The Best Cheesy Scalloped Potatoes

  • 10
  • 40 mins
  • 115 mins

Ingredients

  • 4 Tbs butter
  • 1/2 cup chopped onion
  • 1 tsp ground mustard
  • 1 tsp salt
  • 1/2 tsp coarsely ground pepper
  • 2 garlic cloves, minced
  • 1/4 cup all-purpose flour
  • 2 cups whole milk
  • 1 block (4 oz.) Monterey Jack cheese, shredded and divided
  • 1 block (12 oz.) sharp cheddar cheese, shredded and divided
  • 3 lbs. medium russet potatoes, peeled and thinly sliced
  • 3/4 cup dry bread crumbs
  • Minced chives, optional

Preparation

Step 1

1. Preheat oven to 35o degrees. In a Dutch oven, melt the butter over medium heat. Add onion, mustard salt and pepper, cook until onion is tender, 6-8 minutes. Add garlic, cook until fragrant, about 30 seconds. Whisk in flour, continue whisking 3-5 minutes.

2. Whisk in milk, bring to a boil. Reduce heat, simmer, uncovered, until sauce is thickened slightly, 8-10 minutes. Slowly stir in 2 cups cheddar cheese; stir in Monterey Jack cheese. Add potatoes and toss to coat. Simmer 10 minutes, stirring frequently to avoid scorching.

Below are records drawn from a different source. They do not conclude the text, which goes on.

PR #3593, opened 2026-07-14
fix(pgvector): NO_VALUE sentinel collides with the literal string 'no_value'

chuenchen309:
### The bug

`NO_VALUE` is the string `"no_value"`, used internally to mark a param slot as "already handled inline (e.g. `IS NULL`), don't add this to the params list":

```python
NO_VALUE = "no_value"
```

`_convert_filters_to_where_clause_and_params` filters params by equality against this sentinel (`value != NO_VALUE`). So a legitimate equality filter whose value happens to be the literal string `"no_value"` gets its param silently dropped too:

```python
filters = {"field": "meta.tag", "operator": "==", "value": "no_value"}
where_clause, params = _convert_filters_to_where_clause_and_params(filters)
# where_clause still has one `%s` placeholder for the value
# params == ()  <- but the placeholder has no matching param!
```

That placeholder/param-count mismatch raises `psycopg.ProgrammingError` at `execute()` time — a valid, unremarkable filter value crashes the query.

### The fix

Make `NO_VALUE` a unique `object()` sentinel instead of a string, so it can never collide with a real user-supplied value:

```python
NO_VALUE = object()  # unique sentinel; can never equal a user-supplied filter value
```

Identity/`!=` comparison still works exactly the same for the internal use (only 3 reference sites: definition, the filter, and the `IS NULL` branch that returns it).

3. Transfer potato mixture to a greased 9X13 inch baking dish. Top with remaining cheddar cheese. Bake, uncovered, for 1 hour. Top with bread crumbs, return to oven until potatoes are tender, 10-15 minutes. Let stand 15 minutes before serving, if desired serve with minced chives.